(Source material begins)

PR #2806, opened 2025-08-19
mxtensor: refactor activation quant to use direct logic

vkuzo:
Summary:

Refactors MXTensor's inference quantization from using linear activation
wrapper tensor to quantizing the activation directly in the `mm`
function dispatch, for simplicity and to align with design of our new
tensors.

Test Plan:

```bash
```

Reviewers:

Subscribers:

Tasks:

Tags:

### DIFF
--- a/torchao/prototype/mx_formats/mx_ops.py
+++ b/torchao/prototype/mx_formats/mx_ops.py
@@ -91,8 +91,8 @@ def _addmm_mx_dispatch(
     if gemm_choice in (MXGemmKernelChoice.CUBLAS, MXGemmKernelChoice.CUTLASS):
         # real MX gemm backed by torchao's CUTLASS kernels
         M, K, N = a.shape[0], a.shape[1], b.shape[1]
-        assert a._data.is_contiguous()
-        assert b._data.t().is_contiguous()
+        assert a.qdata.is_contiguous()
+        assert b.qdata.t().is_contiguous()
         assert a._block_size == 32, f"Invalid block size {a._block_size}"
         assert b._block_size == 32, f"Invalid block size {b._block_size}"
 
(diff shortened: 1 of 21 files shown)


vkuzo:
* __->__ #2806

torchao/prototype/mx_formats/mx_ops.py
```diff
@@ -80,12 +80,26 @@ def _get_gemm_choice(
...
 ) -> torch.Tensor:
     """
     Core implementation shared between mx_mm and mx_addmm.
     The only difference is whether bias is None or not.
     """
+
+    if not isinstance(a, MXTensor):
+        assert b.act_quant_kwargs is not None, "weight-only quant not yet supported"
+        k = b.act_quant_kwargs
+        a = MXTensor.to_mx(
```
jerryzh168, line 93: nit: rename to `from_hp` for all tensor subclasses for consistency (feel free to do in separate PR)

torchao/prototype/mx_formats/mx_tensor.py
```diff
@@ -68,6 +72,16 @@
 EBITS_F8_E5M2, MBITS_F8_E5M2 = 5, 2
 
 
+@dataclass
+class QuantizeTensorToMXKwargs(QuantizeTensorKwargs):
```
jerryzh168, line 76: is this used / tested now? I think we'd need to add a handling for it in https://github.com/pytorch/ao/blob/083361bc3f7addc505a0f994a923f4ae9f54388e/torchao/quantization/quantize_/common/quantize_tensor_kwargs.py#L33 in order to use it

torchao/prototype/mx_formats/mx_ops.py
jerryzh168: oh it's defined here, makes sense as well since it's only used once, should we remove _choose_quant_func_and_quantize_tensor

jerryzh168 (approved):

torchao/prototype/mx_formats/mx_tensor.py
vkuzo: I think `_choose_quant_func_and_quantize_tensor` makes sense if there is support for different quantized activation formats, if the kernels only support one quantized activation format then simpler to just quantize directly, like I do in this PR.  We can always switch to that function later as this is not a part of BC surface.

jerryzh168: makes sense

PR #2808, opened 2025-08-19
turn float8 inference kernel check test back on

vkuzo:
Summary:

This test was likely flaky because torch.compile with mode
`reduce-overhead` turns on CUDA graphs, CUDA graphs launches a
couple of extra kernels to copy data to the graph and copy it back, and
the # of extra kernels launched varied between local env and CI.

For now, removing `reduce-overhead` mode so we can have a solid test for
default settings. Also, extending the test to the v2 config to ensure we
know if expected # of kernels in new production path breaks.

Test Plan:

```bash
pytest test/dtypes/test_affine_quantized_float.py -k test_expected_kernels_on_gpu -s
```

Reviewers:

Subscribers:

Tasks:

Tags:

### DIFF
--- a/test/dtypes/test_affine_quantized_float.py
+++ b/test/dtypes/test_affine_quantized_float.py
@@ -36,6 +36,7 @@ from torchao.quantization.quant_primitives import (
     _quantize_affine_float8,
     choose_qparams_affine,
 )
+from torchao.quantization.quantize_.common import KernelPreference
 from torchao.utils import (
     is_sm_at_least_89,
     is_sm_at_least_90,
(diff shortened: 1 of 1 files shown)


vkuzo:
* __->__ #2808

test/dtypes/test_affine_quantized_float.py
```diff
@@ -756,14 +750,23 @@ def test_expected_kernels_on_gpu(self, granularity, torch_compile_mode):
...
+        if float8_config_version == 1:
+            config = Float8DynamicActivationFloat8WeightConfig(
+                granularity=granularity, version=1
+            )
+        else:
+            assert float8_config_version == 2
+            config = Float8DynamicActivationFloat8WeightConfig(
+                granularity=granularity,
+                version=2,
+                kernel_preference=KernelPreference.TORCH,
```
jerryzh168, line 762: what about other kernel preferences? I think the default people use is `KerenelPreference.AUTO`, although the implementation might change over time for this option

jerryzh168 (approved):

test/dtypes/test_affine_quantized_float.py
vkuzo: we can add them in future PRs, for now it would be good to resume coverage in CI

vkuzo:
failures look unrelated, landing

PR #2818, opened 2025-08-20
Fix autoquant tests failed due to changes to benchmark_gpu

jerryzh168:
Summary:
benchmark_gpu is updated from triton to inductor by default: https://github.com/pytorch/pytorch/blob/8047cde0f3a27f3afa218792b8464d5e0c9d942f/torch/_inductor/runtime/benchmarking.py#L316, and it only accepts "min" or "all" return mode, causing autoquant to fail in nightly

Test Plan:
CI

Reviewers:

Subscribers:

Tasks:

Tags:


jerryzh168:
can repro in the most recent pytorch version actually, let me check

PR #2834, opened 2025-08-21
Relax parq start/end check

yasmin496:
Summary: Relax parq start/end check to unblock dbg runs after D80536544

Reviewed By: Ninja91

Differential Revision: D80709175


lisjin:
It looks like this change was removed internally—closing it for now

(Source material ends)

Which lines run from the one containing "benchmark_gpu is updated" to the final line of the entries? Return those lines exactly, and only those.

**Reply:**
benchmark_gpu is updated from triton to inductor by default: https://github.com/pytorch/pytorch/blob/8047cde0f3a27f3afa218792b8464d5e0c9d942f/torch/_inductor/runtime/benchmarking.py#L316, and it only accepts "min" or "all" return mode, causing autoquant to fail in nightly

Test Plan:
CI

Reviewers:

Subscribers:

Tasks:

Tags:


jerryzh168:
can repro in the most recent pytorch version actually, let me check

PR #2834, opened 2025-08-21
Relax parq start/end check

yasmin496:
Summary: Relax parq start/end check to unblock dbg runs after D80536544

Reviewed By: Ninja91

Differential Revision: D80709175


lisjin:
It looks like this change was removed internally—closing it for now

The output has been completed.